TASK ITEM ->
Your output should be the line with "### LINKED ISSUE #6570: Enable PostGIS" and all following lines of the data below, through the end, repeated exactly.

INFORMATION PROVIDED ->

PR #6713, opened 2026-01-15
Add moderation zones where anonymous notes are not allowed

### LINKED ISSUE #6570: Enable PostGIS
(Moved from https://github.com/openstreetmap/operations/issues/1317).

SOLUTION FOR THIS PROBLEM ->
### LINKED ISSUE #6570: Enable PostGIS
(Moved from https://github.com/openstreetmap/operations/issues/1317).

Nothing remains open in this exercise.